Wir kamen bei unserer Tour ebenfalls in den Genuss des Jameson Whiskeys, erfuhren einiges über die Whiskey-Herstellung und erschmeckten, warum irischer Whiskey im Vergleich zu schottischem und amerikanischen Whiskey der Beste ist.

Wenn ihr mal in der Gegend seid, schaut auch als Nicht-Whiskey-Trinker bei der Brennerei vorbei. 😉

Das Küstenstädchen Kinsale

Schließlich erreichten wir am siebten Tag unserer Reise die vorletzte Unterkunft in unserem Irland-Urlaub – The Old Dispensary in Kinsale. Leider war es dieses Mal kein Bed & Breakfast, sondern ein Gästehaus. Im Gegensatz zu herzlichen Gastgebern, erwartete uns nur eine Willkommens-E-Mail mit einer Handynummer. Das Zimmer war recht gemütlich, dafür im gefühlt 10. Stock. Auch mussten wir uns dieses Mal selbst mit Frühstück versorgen. Glücklicherweise war das Poet’s Corner gleich um die Ecke.
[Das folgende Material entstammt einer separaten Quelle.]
PR #4320, opened 2025-03-25
[no ticket] Only pass in cert once

coilysiren:
## Context

In a manifestation of pure chaos... we were grabbing and inputting the cert twice... 

This is obviously bad, so I have resolved this situation

## Caveat

I probably caused this situation 😅 The curse of being solo is that its easier to make silly mistakes such as this

### DIFF
--- a/infra/api/service/main.tf
+++ b/infra/api/service/main.tf
@@ -95,7 +95,7 @@ data "aws_rds_cluster" "db_cluster" {
 }
 
 data "aws_acm_certificate" "cert" {
-  count       = local.service_config.domain_name != null ? 1 : 0
+  count       = local.service_config.enable_https != null ? 1 : 0
   domain      = local.service_config.domain_name
   most_recent = true
 }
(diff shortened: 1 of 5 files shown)


infra/api/service/main.tf
```diff
@@ -95,8 +95,9 @@ data "aws_rds_cluster" "db_cluster" {
 }
 
 data "aws_acm_certificate" "cert" {
-  count  = local.service_config.domain_name != null ? 1 : 0
-  domain = local.service_config.domain_name
+  count       = local.service_config.domain_name != null ? 1 : 0
+  domain      = local.service_config.domain_name
+  most_recent = true
```
coilysiren, line 100: I just found `most_recent` while looking into something else

It's actually tangential to the main point of the PR, but... I figured since I'm messing with certs anyways

docs: https://registry.terraform.io/providers/hashicorp/aws/latest/docs/data-sources/acm_certificate#most_recent-1

mdragon (dismissed):
👍🏻

mdragon (dismissed):
Approved

mdragon (approved):
🚀

PR #4323, opened 2025-03-25
[no ticket] Adds fluentbit itselfs logs into cloudwatch

coilysiren:
## Context

This is a little confusing to bear with me.

Right now, AWS only allows a given container to allow logs to output to one location. And we set it up so that the primary application container logs => fluentbit => New Relic. Okay.

Well, guess what! fluentbit itself has logs as well! And those logs aren't being sent anywhere. So we can send those to cloudwatch.

## Testing

TODO


mdragon (approved):
👍🏻

PR #4328, opened 2025-03-26
[no ticket] Show how to test every deploy

coilysiren:
## Context

I'm going to start writing down every command I use before I run them


mdragon (approved):
👍🏻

Kinsale an sich ist ein kleines Küstenstädtchen. Es ist bekannt für seine farbenfrohen Häuser, zahlreiche hochklassige und hochpreisige Restaurants und für den Wild Atlatic Way, der dort beginnt bzw. endet.

„Must do“ in Kinsale

Wie so ziemlich alle Touristen in Kinsale machten wir abends die Kinsale Ghost Tour mit und ließen uns von Brian O’Neill und seinem Partner unterhalten. Die beiden sind sehr amüsant und verstehen es geschichtliches Wissen mit humorvollen Show-Einlagen zu vermitteln. Diese nächtliche Stadt-Tour ist so gut, dass sie für mich zu den „Müsst ihr unbedingt machen-Aktivitäten“ in Kinsale zählt. Im Sommer startet die Tour um 21 Uhr an der Tap Tavern und dauert ungefähr 1 1/4 Stunden. Für Erwachsene kostet die Tour 10€, für Kinder 5€.

Sightseeing und Essen in Kinsale

Neben der Geister-Tour ist der sogenannte Scilly Walk von Kinsale zum Charles Fort eine weitere Aktivität, die man in der kleinen Küstenstadt unternehmen kann. Uns war die Strecke von 6 km jedoch etwas zu lang, weshalb wir das Charles Fort nicht besichtigten und vorher abkürzten. Dafür genossen wir die kulinarischen Köstlichkeiten der Restaurants in vollen Zügen. Kinsale gilt nicht umsonst als Gourmet-Haupstadt Irlands!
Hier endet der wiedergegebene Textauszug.